Native women’s societies join forces against man campsBy Talli Nauman
Native Sun News Today Contributing Editor
nativesunnews.today RAPID CITY – Keystone XL Pipeline opponents joined forces on February 24 with advocates of justice for missing and murdered indigenous women. Launching the WHY Campaign here, they forged an alliance to rally against man camps on the proposed tar-sands crude-oil pipeline route through Lakota Territory. “We are going to partner with other organizations on the issue of man-camp awareness,” said Lily Mendoza, a leader in the Red Ribbon Dress Society of the Black Hills. She explained that the camps would be temporary settlements for thousands of transient male pipeline construction workers. If the pipeline permit application obtains federal approval, “native women and families will be directly impacted by three main camps, which are proposed to house 1,000 workers each,” she told a full-house at the Journey Museum event for the Why Campaign, which promotes gender equality in recognition of both victims and survivors of violent crime. Jim Yellowhawk’s original artwork, entitled “Why” took center stage, with t-shirts and earrings based on it for sale as fund raisers.

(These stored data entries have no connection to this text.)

PR #353, opened 2023-07-23
target: locate and examine the FPGA build tools

whitequark:
This commit adds a mechanism to Glasgow similar to the existing `AMARANTH_USE_YOSYS` mechanism that selects a Yosys binary to run. It introduces the concept of a toolchain (a collection of tools that come from a single source; currently, either the system binaries or the co-installed YoWASP packages). The toolchain is used as a whole, i.e. system and YoWASP packages cannot be mixed since this has a high probability of being a mistake. Any missing components required for operation are reported.

To select the toolchain, a new `GLASGOW_TOOLCHAIN` environment variable is introduced. It can be set to `builtin`, `system`, or a comma separated list where earlier entry has priority.

The default is `builtin,system` to make YoWASP packages take priority since when installed with pipx or pdm, these packages are guaranteed to provide a consistent experience.

Experienced users can globally set `GLASGOW_TOOLCHAIN` to be `system` or `system,builtin`, which will improve bitstream build performance.

The digest of the tool versions is included in the bitstream ID, meaning the applets will be rebuilt if the toolchain is upgraded.

The `target.toolchain` code includes support for `nextpnr-ecp5` and `ecppack` that are not currently used. We're likely to use them in the future so it doesn't hurt to have them here.

This commit also updates the installation instructions, which are now almost entirely aligned for all OSes, and do not require anything besides git, Python, and pipx.

### DIFF
--- a/software/glasgow/target/toolchain.py
+++ b/software/glasgow/target/toolchain.py
@@ -317,5 +317,5 @@ def find_toolchain(tools=("yosys", "nextpnr-ice40", "icepack")):
             logger.error(f"could not find a usable FPGA toolchain; examined: {examined}")
             logger.error(f"consider reinstalling the package with the 'builtin-toolchain' "
                          f"feature enabled, "
-                         f"e.g.: `pipx install --force -e glasgow/software[toolchain]`")
+                         f"e.g.: `pipx install --force -e glasgow/software[builtin-toolchain]`")
         raise ToolchainNotFound(f"No usable toolchain is available (examined: {', '.join(kinds)})")
--- a/software/glasgow/target/toolchain.py
+++ b/software/glasgow/target/toolchain.py
@@ -1,0 +1,321 @@
+from abc import ABCMeta, abstractmethod
+import os
+import sys
+import hashlib
+import importlib.metadata
+import shutil
+import sysconfig
+import logging
+import subprocess
+import re
+from ..support.lazy import lazy
+
+
+__all__ = ["ToolchainNotFound", "find_toolchain"]
+
+
+logger = logging.getLogger(__name__)
+
+
+class ToolchainNotFound(Exception):
+    pass
+
+
+class Tool(metaclass=ABCMeta):
+    def __init__(self, name):
+        self.name = str(name)
+
+    @property
+    def env_var_name(self):
+        """Name of environment variable used by Amaranth to configure tool location."""
+        # Identical to amaranth._toolchain.tool_env_var.
+        return self.name.upper().replace("-", "_").replace("+", "X")
+
+    @property
+    @abstractmethod
+    def command(self):
+        """Command name for invoking the tool.
+
+        Full path to the executable that can be used to run the tool, or ``None`` if the tool
+        is not available.
+        """
+        raise NotImplementedError
+
+    @property
+    @abstractmethod
+    def available(self):
+        """Tool availability.
+
+        ``True`` if the tool is installed, ``False`` otherwise. Installed binary may still not
+        be runnable, or might be too old to be useful.
+        """
+        raise NotImplementedError
+
+    @property
+    @abstractmethod
+    def version(self):
+        """Tool version number.
+
+        ``None`` if version number could not be determined, or a tool-specific tuple if it could.
+        """
+        raise NotImplementedError
+
+    @property
+    @abstractmethod
+    def identifier(self):
+        """Unique tool identifier.
+
+        Returns an array of 16 bytes that uniquely identifies the behavior of this particular tool
+        in its entirety, but has no other meaning. Typically implemented by hashing the binary and
+        its data files.
+        """
+
+    def __repr__(self):
+        return f"<{self.__class__.__module__}.{self.__class__.__name__} {self.name}>"
+
+
+
+class WasmTool(Tool):
+    PREFIX = "yowasp-"
+
+    @property
+    def python_package(self):
+        if self.name == "yosys" or self.name.startswith("nextpnr-"):
+            return self.PREFIX + self.name
+        if self.name == "icepack":
+            return self.PREFIX + "nextpnr-ice40"
+        if self.name == "ecppack":
+            return self.PREFIX + "nextpnr-ecp5"
+        raise NotImplementedError(f"Python package for tool {self.name} is not known")
+
+    @property
+    def available(self):
+        try:
+            importlib.metadata.metadata(self.python_package)
+            return True
+        except importlib.metadata.PackageNotFoundError:
+            return False
+
+    @property
+    def command(self):
+        if self.available:
+            basename = self.PREFIX + self.name
+            # We cannot assume that the command is on PATH and accessible by its basename. This
+            # will not be true when Glasgow is running from a pipx virtual environment (which isn't
+            # activated when the `glasgow` script is run). Also, our build environment does not
+            # even *have* PATH.
+            return os.path.join(sysconfig.get_path('scripts'), basename)
+
+    @property
+    def version(self):
+        if self.available:
+            # Running Wasm tools for the first time can incur a significant delay, so use
+            # the version from the Python package metadata (which is guaranteed to be the same).
+            # This makes querying the version at least as fast as for the native tools.
+            return (*importlib.metadata.version(self.python_package).split("."),)
+
+    @property
+    def identifier(self):
+        if self.available:
+            hasher = hashlib.blake2s()
+            for file_entry in importlib.metadata.files(self.python_package):
+                if file_entry.hash is None:
+                    continue # RECORD, *.pyc, etc
+                hasher.update(file_entry.hash.value.encode("utf-8"))
+            return hasher.digest()[:16]
+
+
+class SystemTool(Tool):
+    @staticmethod
+    def get_output(args):
+        return subprocess.run(args,
+            stdout=subprocess.PIPE,
+            stderr=subprocess.STDOUT,
+            encoding="utf-8").stdout.strip()
+
+    @property
+    def available(self):
+        return self.command is not None
+
+    @property
+    def command(self):
+        return shutil.which(os.environ.get(self.env_var_name, self.name))
+
+    @property
+    def version(self):
+        if self.available:
+            if self.name == "yosys":
+                # Yosys 0.26+50 (git sha1 ef8ed21a2, ccache clang 11.0.1-2 -O0 -fPIC)
+                raw_version = self.get_output([self.command, "--version"])
+                if matches := re.match(r"^Yosys ([^\s]+) \(git sha1 ([0-9a-f]+)", raw_version):
+                    version = matches[1].replace("+", ".").split(".")
+                    return (*version, "g" + matches[2])
+
+            elif self.name.startswith("nextpnr-"):
+                # nextpnr-ice40 -- Nex... ...ce and Route (Version nextpnr-0.2-48-g20e595e2)
+                raw_version = self.get_output([self.command, "--version"])
+                if matches := re.match(r".+?\(Version .+?-(.+)\)$", raw_version):
+                    return (*matches[1].replace("-", ".").split("."),)
+
+            elif self.name == "icepack":
+                # does not have versions; does not have an option to return version
+                return ("0",)
+
+            elif self.name == "ecppack":
+                # Project Trellis ecppack Version 1.3-3-g6845f33
+                raw_version = self.get_output([self.command, "--version"])
+                if matches := re.match(r".+?Version (.+)$", raw_version):
+                    return (*matches[1].replace("-", ".").split("."),)
+
+            else:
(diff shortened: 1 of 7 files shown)


whitequark:
This has now been tested on all three OSes and performs wonderfully.

software/glasgow/target/toolchain.py
```diff
@@ -0,0 +1,280 @@
...
+        return f"<{self.__class__.__module__}.{self.__class__.__name__} {self.name}>"
+
+
+
+class WasmTool(Tool):
+    PREFIX = "yowasp-"
+
+    @property
+    def command(self):
+        basename = self.PREFIX + self.name
```
attie, line 75: This doesn't respect the env-var override... perhaps conciously, but it might not behave as expected.

attie (commented):
Looks good to me, a couple of minor comments.

Are we driving people down the `pipx` route (the docs are updated), or prefer to stick with standard `pip`?

software/glasgow/target/toolchain.py
```diff
@@ -0,0 +1,280 @@
...
+        # We cannot assume that the command is accessible by the basename; this will not be true
+        # when Glasgow is running from a pipx virtual environment (which isn't activated when
+        # the `glasgow` script is run).
+        if sys.platform == "win32":
+            full_path = pathlib.Path(sys.prefix) / "Scripts" / f"{basename}.exe"
+        else:
+            full_path = pathlib.Path(sys.prefix) / "bin" / basename
```
attie, line 82: This doesn't work on an `ubuntu:22.04` container.

```
root@b495fc860473:/# glasgow --verbose build --rev C1 selftest
D: g.applet.internal.selftest: claimed pipe P
D: g.applet.internal.selftest: adding reset register at address 0x06
D: g.applet.internal.selftest: claimed pipe Q
D: g.applet.internal.selftest: adding reset register at address 0x07
D: g.target.toolchain: using toolchain 'builtin' (yosys 0.31.0.13.post553, nextpnr-ice40 0.6.0.0.post440, icepack 0.6.0.0.post440)
I: g.cli: building bitstream for applet 'selftest'
build_top.sh: 8: /usr/bin/yowasp-yosys: not found
  File "/usr/local/bin/glasgow", line 8, in <module>
    sys.exit(main())
  File "/opt/glasgow/software/glasgow/cli.py", line 865, in main
    exit(loop.run_until_complete(_main()))
  File "/usr/lib/python3.10/asyncio/base_events.py", line 646, in run_until_complete
    return future.result()
  File "/opt/glasgow/software/glasgow/cli.py", line 774, in _main
    f.write(plan.execute())
  File "/opt/glasgow/software/glasgow/target/hardware.py", line 136, in execute
    products  = self.lower.execute_local(build_dir, env=self.toolchain.env_vars)
  File "/usr/local/lib/python3.10/dist-packages/amaranth/build/run.py", line 104, in execute_local
    subprocess.check_call(["sh", "{}.sh".format(self.script)],
  File "/usr/lib/python3.10/subprocess.py", line 369, in check_call
    raise CalledProcessError(retcode, cmd)
subprocess.CalledProcessError: Command '['sh', 'build_top.sh']' returned non-zero exit status 127.
```

```
root@b495fc860473:/# python3
Python 3.10.6 (main, May 29 2023, 11:10:38) [GCC 11.3.0] on linux
Type "help", "copyright", "credits" or "license" for more information.
>>> import sys
>>> sys.prefix
'/usr'
>>>
```

```
root@b495fc860473:/# which yowasp-yosys
/usr/local/bin/yowasp-yosys

```

software/glasgow/target/toolchain.py
```diff
@@ -0,0 +1,280 @@
...
+    def version(self):
+        if self.available:
+            # Running Wasm tools for the first time can incur a significant delay, so use
+            # the version from the Python package metadata (which is guaranteed to be the same).
+            # This makes querying the version at least as fast as for the native tools.
+            return tuple(importlib.metadata.version(self.python_package).split("."))
+
+
+class NativeTool(Tool):
+    PREFIX = "" # prefix could be user-configurable, perhaps?
```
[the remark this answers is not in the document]
whitequark: I'm more thinking about solutions like Nix here.

software/glasgow/target/toolchain.py
whitequark: There are two options:
- built-in YoWASP packages (that live in the pipx environment)
- native packages (system or specified by the environment variable)

The entire point of this approach to discovering toolchains here is that the former is completely insulated from the environment variables, system binaries, and so on.

attie: Ok, I suspected, but wanted to confirm. 👍

whitequark:
> Are we driving people down the `pipx` route (the docs are updated), or prefer to stick with standard `pip`?

Standard `pip` is going to stop working:

```
$ pip install --user glasgow
error: externally-managed-environment

× This environment is externally managed
╰─> To install Python packages system-wide, try apt install
    python3-xyz, where xyz is the package you are trying to
    install.

    If you wish to install a non-Debian-packaged Python package,
    create a virtual environment using python3 -m venv path/to/venv.
    Then use path/to/venv/bin/python and path/to/venv/bin/pip. Make
    sure you have python3-full installed.

    If you wish to install a non-Debian packaged Python application,
    it may be easiest to use pipx install xyz, which will manage a
    virtual environment for you. Make sure you have pipx installed.

    See /usr/share/doc/python3.11/README.venv for more information.

note: If you believe this is a mistake, please contact your Python installation or OS distribution provider. You can override this, at the risk of breaking your Python installation or OS, by passing --break-system-packages.
hint: See PEP 668 for the detailed specification.
```

I think that what they're avoiding here is a case where you have system package A depending on library L installed in /usr, and then something else causing L to be installed in ~/.local. In this case running A will grab L from ~/.local, and if that's an incompatible version it will break. I hit this a good number of times! It was pretty annoying.

In any case, this allows things such as having two different versions of Amaranth installed on the same system, which is generally good.

attie:
> Standard pip is going to stop working

Oh, I've not bumped into that one yet!

> In any case, this allows things such as having two different versions of Amaranth installed on the same system, which is generally good.

Sure, no complaints from me - only wanting to reduce friction / new concepts in the "_Getting Started_" if possible.

software/glasgow/target/toolchain.py
attie: If we're going with `pipx`, then this can likely be ignored... not sure if there's an easy way to deal with this, or if our answer is just along the lines of "_did you use `pipx`?_"

whitequark:
> only wanting to reduce friction / new concepts in the "_Getting Started_" if possible

Considering how nightmarish distro-specific pip patches are I am going to say pipx is the option that reduces friction. (Not to mention the drastically lesser breakage potential.)

software/glasgow/target/toolchain.py
whitequark: No, this is a bug that just needs to be fixed.

attie: Are you okay for me to leave this with you?

whitequark: Yep, working on it now

whitequark: Done! It even looks nicer now. Could you check it again please?

whitequark:
@attie I think I'm done with this PR. Take another look, it has changed a fair bit.

software/glasgow/target/toolchain.py
```diff
@@ -0,0 +1,321 @@
...
+                if file_entry.hash is None:
+                    continue # RECORD, *.pyc, etc
+                hasher.update(file_entry.hash.value.encode("utf-8"))
+            return hasher.digest()[:16]
+
+
+class NativeTool(Tool):
+    @staticmethod
+    def get_output(args):
+        return subprocess.run(args,
```
attie, line 131: Should/could this be:
```suggestion
        return subprocess.run(( self.command, *args ),
```

software/glasgow/target/toolchain.py
```diff
@@ -0,0 +1,321 @@
...
+    def available(self):
+        return self.command is not None
+
+    @property
+    def command(self):
+        return shutil.which(os.environ.get(self.env_var_name, self.name))
+
+    @property
+    def version(self):
+        if self.available:
```
attie, line 146: You changed from early return... is this a preference for you? (elsewhere too... I'd prefer early return, but won't block)

```suggestion
        if not self.available:
            return
```

software/glasgow/target/toolchain.py
```diff
@@ -0,0 +1,321 @@
...
+            # even *have* PATH.
+            return os.path.join(sysconfig.get_path('scripts'), basename)
+
+    @property
+    def version(self):
+        if self.available:
+            # Running Wasm tools for the first time can incur a significant delay, so use
+            # the version from the Python package metadata (which is guaranteed to be the same).
+            # This makes querying the version at least as fast as for the native tools.
+            return (*importlib.metadata.version(self.python_package).split("."),)
```
attie, line 115: I'm intrigued by the `tuple(...)` to `(*... , )` change... no need to revert, but I'd appreciate the insight.

```suggestion
            return tuple(importlib.metadata.version(self.python_package).split("."))
```

software/pyproject.toml
```diff
@@ -31,9 +31,10 @@ dependencies = [
 ]
 
 [project.optional-dependencies]
-toolchain = [
-  "amaranth-yosys",
-  "yowasp-yosys>=0.11",
+builtin-toolchain = [
```
attie, line 34: I personally find this more confusing... "_builtin_" to me implies that it's "_built in to the Glasgow tools_"(?).
... actually, what _is_ it "built-in to"? The Python install / environment(?)

Same goes for the `${GLASGOW_TOOLCHAIN}` values.

attie (approved):
No blockers, just some intrigue and queries.

Use of "_builtin_" is the biggest.

software/glasgow/target/toolchain.py
whitequark: Less typing for the same result, plus you do not depend on the name `tuple` being defined correctly. I prefer to rely on syntax in dynlangs as much as I can. For the same reason I use e.g. list comprehensions instead of casting using `list()`, etc.

attie: Thanks!

software/pyproject.toml
whitequark: > "_builtin_" to me implies that it's "_built in to the Glasgow tools_"(?).

Yes that's correct. When integrated with in this manner, YoWASP acts as a component of Glasgow tools. It lives inside the venv pipx makes for it and `yowasp-*` tools aren't even something the end user sees or can easily invoke (without manually digging into pipx stuff).

> ... actually, what is it "built-in to"? The Python install / environment(?)

The installation of Glasgow as a self-contained tool.

> Same goes for the `${GLASGOW_TOOLCHAIN}` values.

I'm on the fence between `native` and `system`. I'm a lot more confident in `builtin` because you seem to be actually reading it the way I meant for it to be read (you just get confused by what I mean, which is a slightly different problem I guess).

whitequark: > "_builtin_" to me implies that it's "_built in to the Glasgow tools_"(?).

Yes that's correct. When integrated with in this manner, YoWASP acts as a component of Glasgow tools. It lives inside the venv pipx makes for it and `yowasp-*` tools aren't even something the end user sees or can easily invoke (without manually digging into pipx stuff).

> ... actually, what is it "built-in to"? The Python install / environment(?)

The installation of Glasgow as a self-contained tool.

> Same goes for the `${GLASGOW_TOOLCHAIN}` values.

I'm on the fence between `native` and `system`. I'm a lot more confident in `builtin` because you seem to be actually reading it the way I meant for it to be read (you just get confused by what I mean, which is a slightly different problem I guess).

attie: > I'm on the fence between `native` and `system`.

I vote for `system`... aka "_on the ${PATH}_"

> I'm a lot more confident in `builtin` because you seem to be actually reading it the way I meant for it to be read

Okay, thanks for the explainer - happy to stick!

software/glasgow/target/toolchain.py
whitequark: I normally prefer early return but here in particular it made the code way longer vertically than it needed to be and somewhat harder to read.

software/glasgow/target/toolchain.py
whitequark: Take a closer look at `_iter_data_files`.

attie: Ah yes, I knew something was nagging at me while writing it... I actually read that as `[ self.command, "-config", "--datdir" ]` a couple of times.

... perhaps: `[ f'{self.command}-config', '--datdir' ]` (?)

whitequark: Done

attie:
Looks great, many thanks!

attie (approved):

In addition to decrying the specter of boomtown social milieu, adversaries cite the pipeline route’s alleged violation of the U.S. Constitution and treaty law, the threat of water and soil contamination from spills, and the air pollution created by drilling and burning the fuel. With TransCanada’s most recent projection for construction startup still set for 2019, The Action Network now is coordinating pipeline rivals through a Promise to Protect Training Tour. The network is signing up people to “commit to traveling to the pipeline route to engage in peaceful, creative resistance to Keystone XL when the call is put out by frontline communities to help stop this Black Snake,” it says. To date, trainings are scheduled in Miami, Seattle and San Francisco to mobilize “nonviolent but resolute displays of our continued opposition to a project that endangers us all.” In pointing a finger at the man camps’ record elsewhere, Mendoza observed that Indian women “are already two times more likely to be sexually assaulted” than those of other races.